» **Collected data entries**
=-=-=-=-=

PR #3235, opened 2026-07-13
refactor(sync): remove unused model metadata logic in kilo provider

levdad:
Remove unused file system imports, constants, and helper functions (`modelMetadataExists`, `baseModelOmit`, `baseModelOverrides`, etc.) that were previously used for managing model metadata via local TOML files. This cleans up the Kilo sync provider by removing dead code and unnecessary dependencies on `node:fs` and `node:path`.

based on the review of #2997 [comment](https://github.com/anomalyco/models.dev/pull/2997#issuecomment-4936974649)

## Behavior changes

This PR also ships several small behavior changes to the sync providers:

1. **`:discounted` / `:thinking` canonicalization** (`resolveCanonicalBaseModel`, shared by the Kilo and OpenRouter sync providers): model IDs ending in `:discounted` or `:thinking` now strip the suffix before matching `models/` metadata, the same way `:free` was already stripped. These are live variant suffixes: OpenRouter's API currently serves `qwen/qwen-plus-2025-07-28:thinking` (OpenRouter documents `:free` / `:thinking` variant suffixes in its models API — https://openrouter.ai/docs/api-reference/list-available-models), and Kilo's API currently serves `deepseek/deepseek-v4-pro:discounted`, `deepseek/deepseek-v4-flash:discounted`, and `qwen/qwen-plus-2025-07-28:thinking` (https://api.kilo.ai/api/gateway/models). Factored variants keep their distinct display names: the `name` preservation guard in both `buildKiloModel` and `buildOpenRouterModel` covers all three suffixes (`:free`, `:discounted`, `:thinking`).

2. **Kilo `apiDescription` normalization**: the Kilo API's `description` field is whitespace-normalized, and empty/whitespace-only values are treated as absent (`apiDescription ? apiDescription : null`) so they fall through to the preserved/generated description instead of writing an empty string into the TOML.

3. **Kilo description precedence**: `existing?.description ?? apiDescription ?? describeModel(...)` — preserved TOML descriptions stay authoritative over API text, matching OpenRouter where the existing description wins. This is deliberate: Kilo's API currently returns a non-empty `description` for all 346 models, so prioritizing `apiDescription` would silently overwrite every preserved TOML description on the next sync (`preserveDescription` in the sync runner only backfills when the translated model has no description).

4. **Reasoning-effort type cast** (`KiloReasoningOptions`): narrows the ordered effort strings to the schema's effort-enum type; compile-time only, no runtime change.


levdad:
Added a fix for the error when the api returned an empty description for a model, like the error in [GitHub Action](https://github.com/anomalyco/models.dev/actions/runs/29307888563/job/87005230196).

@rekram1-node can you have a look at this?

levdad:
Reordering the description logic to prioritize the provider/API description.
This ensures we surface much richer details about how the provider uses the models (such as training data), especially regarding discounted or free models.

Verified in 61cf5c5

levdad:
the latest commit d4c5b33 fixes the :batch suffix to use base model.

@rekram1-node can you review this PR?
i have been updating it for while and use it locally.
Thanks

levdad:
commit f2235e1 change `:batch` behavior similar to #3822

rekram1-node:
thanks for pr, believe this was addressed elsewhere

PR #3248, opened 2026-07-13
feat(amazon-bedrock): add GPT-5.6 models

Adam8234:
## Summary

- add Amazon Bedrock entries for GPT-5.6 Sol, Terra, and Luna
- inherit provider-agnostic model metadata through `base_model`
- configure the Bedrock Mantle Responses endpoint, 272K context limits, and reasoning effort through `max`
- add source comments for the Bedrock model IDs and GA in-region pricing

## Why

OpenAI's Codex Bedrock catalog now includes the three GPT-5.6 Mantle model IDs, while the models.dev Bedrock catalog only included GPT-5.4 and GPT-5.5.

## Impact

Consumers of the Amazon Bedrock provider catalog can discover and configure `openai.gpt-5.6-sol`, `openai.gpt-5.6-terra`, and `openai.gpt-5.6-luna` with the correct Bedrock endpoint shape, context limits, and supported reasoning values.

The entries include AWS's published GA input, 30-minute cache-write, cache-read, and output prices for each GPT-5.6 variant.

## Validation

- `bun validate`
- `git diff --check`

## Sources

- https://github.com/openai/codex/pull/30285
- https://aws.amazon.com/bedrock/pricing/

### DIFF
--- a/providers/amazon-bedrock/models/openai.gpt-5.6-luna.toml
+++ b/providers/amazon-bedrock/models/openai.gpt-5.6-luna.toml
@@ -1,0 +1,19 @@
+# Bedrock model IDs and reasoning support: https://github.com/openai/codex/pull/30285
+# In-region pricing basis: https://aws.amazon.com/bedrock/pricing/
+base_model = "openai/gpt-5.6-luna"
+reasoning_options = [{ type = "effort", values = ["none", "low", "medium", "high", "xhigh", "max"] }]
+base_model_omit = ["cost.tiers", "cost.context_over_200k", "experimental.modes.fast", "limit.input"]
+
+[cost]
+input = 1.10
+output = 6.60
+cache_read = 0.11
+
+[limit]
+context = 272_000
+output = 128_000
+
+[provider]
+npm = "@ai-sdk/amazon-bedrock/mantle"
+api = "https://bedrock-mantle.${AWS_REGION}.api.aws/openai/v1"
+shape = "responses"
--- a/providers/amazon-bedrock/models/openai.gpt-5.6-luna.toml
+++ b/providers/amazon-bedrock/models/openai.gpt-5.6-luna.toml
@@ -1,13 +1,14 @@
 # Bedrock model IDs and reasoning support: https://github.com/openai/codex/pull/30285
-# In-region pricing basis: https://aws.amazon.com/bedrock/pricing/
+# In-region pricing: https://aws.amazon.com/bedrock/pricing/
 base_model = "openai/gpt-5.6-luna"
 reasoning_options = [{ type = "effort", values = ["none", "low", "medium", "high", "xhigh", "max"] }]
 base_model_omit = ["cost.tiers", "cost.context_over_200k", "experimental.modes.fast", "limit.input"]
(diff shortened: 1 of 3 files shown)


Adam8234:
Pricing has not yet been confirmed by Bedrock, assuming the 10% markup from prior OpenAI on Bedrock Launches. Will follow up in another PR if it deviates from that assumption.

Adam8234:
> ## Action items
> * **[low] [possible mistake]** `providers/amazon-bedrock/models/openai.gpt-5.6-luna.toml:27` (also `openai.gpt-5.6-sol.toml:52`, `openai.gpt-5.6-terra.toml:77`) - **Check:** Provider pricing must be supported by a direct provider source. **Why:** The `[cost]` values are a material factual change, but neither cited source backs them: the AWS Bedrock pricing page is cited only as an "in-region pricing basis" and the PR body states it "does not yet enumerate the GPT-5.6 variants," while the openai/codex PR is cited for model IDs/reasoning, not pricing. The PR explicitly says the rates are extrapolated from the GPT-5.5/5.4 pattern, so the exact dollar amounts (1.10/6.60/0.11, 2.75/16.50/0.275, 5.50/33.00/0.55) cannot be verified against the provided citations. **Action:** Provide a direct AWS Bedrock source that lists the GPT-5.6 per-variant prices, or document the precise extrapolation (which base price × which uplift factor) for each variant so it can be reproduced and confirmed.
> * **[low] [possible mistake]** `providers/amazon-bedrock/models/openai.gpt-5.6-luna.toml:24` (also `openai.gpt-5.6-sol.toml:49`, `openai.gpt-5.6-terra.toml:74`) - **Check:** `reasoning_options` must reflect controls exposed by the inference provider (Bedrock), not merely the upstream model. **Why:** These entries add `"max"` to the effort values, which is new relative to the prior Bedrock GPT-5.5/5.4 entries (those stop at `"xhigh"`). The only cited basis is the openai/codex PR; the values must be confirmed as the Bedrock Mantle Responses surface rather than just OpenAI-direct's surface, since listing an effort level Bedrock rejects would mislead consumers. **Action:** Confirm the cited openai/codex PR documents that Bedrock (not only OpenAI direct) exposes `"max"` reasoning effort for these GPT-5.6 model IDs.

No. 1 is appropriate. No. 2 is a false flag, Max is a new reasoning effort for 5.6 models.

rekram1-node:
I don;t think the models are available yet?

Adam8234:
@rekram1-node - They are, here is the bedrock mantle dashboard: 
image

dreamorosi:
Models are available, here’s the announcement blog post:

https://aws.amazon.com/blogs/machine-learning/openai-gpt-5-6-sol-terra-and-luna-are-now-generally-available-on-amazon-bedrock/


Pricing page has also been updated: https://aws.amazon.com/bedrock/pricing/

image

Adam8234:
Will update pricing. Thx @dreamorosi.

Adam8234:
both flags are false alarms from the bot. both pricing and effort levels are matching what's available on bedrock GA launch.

=-=-=-=-=

» **EXERCISE AIM**
Give an exact copy of the lines above, from the top of the records to the line that contains "This PR also", taking in both ends.

» **COMPLETED EXERCISE**
PR #3235, opened 2026-07-13
refactor(sync): remove unused model metadata logic in kilo provider

levdad:
Remove unused file system imports, constants, and helper functions (`modelMetadataExists`, `baseModelOmit`, `baseModelOverrides`, etc.) that were previously used for managing model metadata via local TOML files. This cleans up the Kilo sync provider by removing dead code and unnecessary dependencies on `node:fs` and `node:path`.

based on the review of #2997 [comment](https://github.com/anomalyco/models.dev/pull/2997#issuecomment-4936974649)

## Behavior changes

This PR also ships several small behavior changes to the sync providers:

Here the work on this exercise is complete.